The menu is relatively small with two pages of standard Italian culinary creations such as rigatoni, spaghetti, manicotti and pizza as well as fried chicken. After more than forty year of serving the Duke City dining public, Caruso’s most popular entree remains spaghetti followed by lasagna and pizza. The ground sausage is homemade and the meatballs are more meat than they are filler. Order an entree of spaghetti and meatballs and you transcend the years with the evocation of olfactory memories of your first experience with good spaghetti. A rich red sauce with just the right amount of garlic and oregano make it so.
Telephone solicitors calling the restaurant often ask to speak with Mr. Caruso, but the restaurant is actually named for the legendary operatic tenor Enrico Caruso. Several black and white images of the Neapolitan crooner hold a place of honor on the restaurant walls while the back page of the menu defines and describes various facets of an Italian opera. The red, white and green colors of the Italian flag are prominent on the restaurant’s signage, another indication that this is no American chain. Red and white checkerboard tablecloths decorate every table while the requisite wine bottles festoon ledges on the red brick interior walls.

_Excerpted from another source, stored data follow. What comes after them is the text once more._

PR #2010, opened 2023-05-30
move primary coloring in navbar to student-accessible menu items

Alex-Jordan:
This changes the navbar coloring so the student-accessible menu items get the primary coloring instead of the others below.

Also the "MAIN MENU" h2 gets coloring with the primary color. That h2 had `opacity: 0.6` and it looked a bit too light to me, so I changed it to 0.7. (I also tried removing the opacity setting so it was as dark as the main banner and active item, but that looked bad.)

Note that if this is a good way to go, then #2008 should be closed unmerged.

Here are some screenshots. One of them has a set and problem number opened so you can confirm the coloring applies to nested things in the nav tree. "Achievements" is gray in one of them because the mouse was hovering over it when I took the screen shot.

Screen Shot 2023-05-30 at 11 50 25 AM

Screen Shot 2023-05-30 at 11 50 03 AM

Screen Shot 2023-05-30 at 11 49 23 AM

Screen Shot 2023-05-30 at 11 51 44 AM

### DIFF
--- a/htdocs/themes/math4/math4.scss
+++ b/htdocs/themes/math4/math4.scss
@@ -193,7 +193,6 @@ $layout-divider-color: #aaa !default;
 		color: black;
 		font-weight: bold;
 		font-size: 0.9rem;
-		opacity: 0.7;
 		background-color: var(--bs-primary, #038);
 		color: var(--ww-primary-foreground-color, white);
 	}
--- a/htdocs/themes/math4/math4.scss
+++ b/htdocs/themes/math4/math4.scss
@@ -193,7 +193,9 @@ $layout-divider-color: #aaa !default;
 		color: black;
 		font-weight: bold;
 		font-size: 0.9rem;
-		opacity: 0.6;
+		opacity: 0.7;
+		background-color: var(--bs-primary, #038);
+		color: var(--ww-primary-foreground-color, white);
 	}
 
 	.info-box {
--- a/templates/ContentGenerator/Base/links.html.ep
+++ b/templates/ContentGenerator/Base/links.html.ep
@@ -3,13 +3,13 @@
 <h2 class="navbar-brand mb-0"><%= maketext('Main Menu') %></h2>
 <ul class="nav flex-column">
 	% unless ($restricted_navigation) {
-		<li class="list-group-item nav-item">
+		<li class="list-group-item list-group-item-primary nav-item">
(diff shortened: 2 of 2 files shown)


pstaabp:
Related question: Another thing that I've been playing with is that the links on the breadcrumbs for some of the themes are hard to tell apart from the end of breadcrumb (which is not a link)  I'm using a variation on the green theme that @Alex-Jordan posted above.  Is there a more general way we could handle this? Or tweak on the theme basis?

drgrice1:
I am seeing a contrast issue with the "MAIN MENU" text on all themes except "math4-yellow".

Alex-Jordan:
@pstaabp I put the `link-primary` class on the anchors, and at least in the blue theme, it makes a small difference. Not sure it's enough to get at what you are after though. I think to do that, you might need to wrap the last one in a span and put some class on that span.

Alex-Jordan:
> I am seeing a contrast issue with the "MAIN MENU" text on all themes except "math4-yellow".

You see it locally, or in my screenshots?

drgrice1:
I think that with the background color being the primary color, you should completely remove the opacity.  That looks much better to me, and solves the contrast issue.

Alex-Jordan:
I can do that. But it looked off to me to have the background color be fully opaque and therefore match the "MAA" background, with the WW logo background a lighter version. The effect was that instead of three rectangles, it was one rectangle (the WW logo) and then a jagged octogon. The dividing border line didn't totally kill that illusion for me. Do you see any of that when looking with the opacity removed?

drgrice1:
I did see that.

Alex-Jordan:
I removed the opacity. Now for example in green:

Screen Shot 2023-05-30 at 2 01 11 PM

I( tried moving it to 0.8 first, which fixed the contrast issue for blue, but not green.)

drgrice1 (approved):
This looks good.

It would be nice to figure out a better way to make the header and "Main Menu" more differentiated.  But @Alex-Jordan will probably figure something out at some point.

somiaj:
Now that this is on my live server, I do notice the following looks a bit odd. I remove the 'Courses' link from my menu as once a student is in a course, they don't really need to get out to a list of all courses.  This does make it so the menu header and selected item have the same color.

ww-menu

somiaj:
Note, I can edit my themes CSS to get things to look nicer here, just sharing the result.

The pizza is substantial with a quarter inch thick crust that holds up well against an onslaught of pepperoni, green chile, onions and sausage (the number four special). It, too, evoked memories of the great pizzas of my youth. There’s nothing fancy about it, no fru fru ingredients, just good crust, a great tomato sauce and fine ingredients. The few pieces left over from dinner will taste just as good the following day.
Entrees are accompanied by an old-fashioned salad. Old-fashioned means iceberg lettuce and lots of it. The only other components to this salad are a single slice of salami and the dressing of your choice (the house Italian is quite popular). There is nothing nouveau or trendy about this salad that time has forgotten, but it’s simple and it’s good. So is the accompanying bread. It’s thick, fresh and served with those small plastic tubs of butter which are annoyingly difficult to open.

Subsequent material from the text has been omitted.